Only Youngstown State is able to keep playing this season. The Penguins (18-14) will host Morgan State (13-14) Wednesday night in a first-round game in the obscure collegeinsider.com Tournament.
It all further intensifies the malaise surrounding a Western Pennsylvania fan base that clearly abhors losers (Even winners in basketball appear to be nothing more than novelties.).
Former Robert Morris coach Matt Furjanic said he believes Pittsburgh fans are known for their love of a winner. With the city’s teams floundering, they don’t enjoy coming out and battling for parking spots and paying for what goes along with it — tickets, concessions — when there is more access to game telecasts and social media.
“The losing teams just don’t draw,” he said.
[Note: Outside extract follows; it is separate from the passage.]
PR #3335, opened 2026-09-06
dankbar: add opt-in fullscreen auto-hide on niri

steven12138:
## Description

Add a per-bar **Hide Bar on Fullscreen** option for niri overlay bars. It is disabled by default and never changes the bar's layer. With it enabled, fullscreen entry and exit use the existing auto-hide animation, including the configured theme duration and disabled-animation behavior.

But does that hold true for every sport?
Remember when?
It’s not just Pitt that has had such a hard time putting together victories. The Panthers, at times, have been quite good — certainly better than the present version — since their failed bid in 2011 to make a serious run, when they lost a one-point decision to Butler in the second round.
That was 11 years ago.
Duquesne hasn’t been dancing in 45 years, though the Dukes had been respectable until this season under Dambrot, who just completed his fifth year.
Robert Morris, since capturing the NEC championship in 2020, has struggled in the Horizon, winning a total of eight games in two seasons.
Since that 2011 season at Pitt, where the top-seeded Panthers were eliminated in Washington, D.C., when Butler’s Matt Howard sank a free throw with 0.8 seconds left, there has been very little to dance about.
Penn State and West Virginia joined the Panthers in the NCAA Tournament in 2011. Since then, Pitt has made three more appearances with little to show.
Robert Morris qualified twice, in 2015 and 2020, and West Virginia reached the Final Four in 2010.
Since joining Division I, Robert Morris made its first two NCAA Tournament appearances in back-to-back seasons in 1982-83 under Furjanic, who said it was just a different era.
“It was a time when we were starting the whole ‘City of Champions’ mantra,” he said. “Some of what is going on today, I believe, is that the interest level has waned because the local teams haven’t been able to recruit locally as much as before.
“You just don’t have the high school players that coaches can battle over in recruiting.”
Never fear, the Pittsburgh Penguins are in the Stanley Cup conversation again and the USFL Pittsburgh Maulers are back. Now, if the Pittsburgh Pirates could ever get their act together, maybe college basketball will follow.
Dave Mackall is a TribLive contributing writer.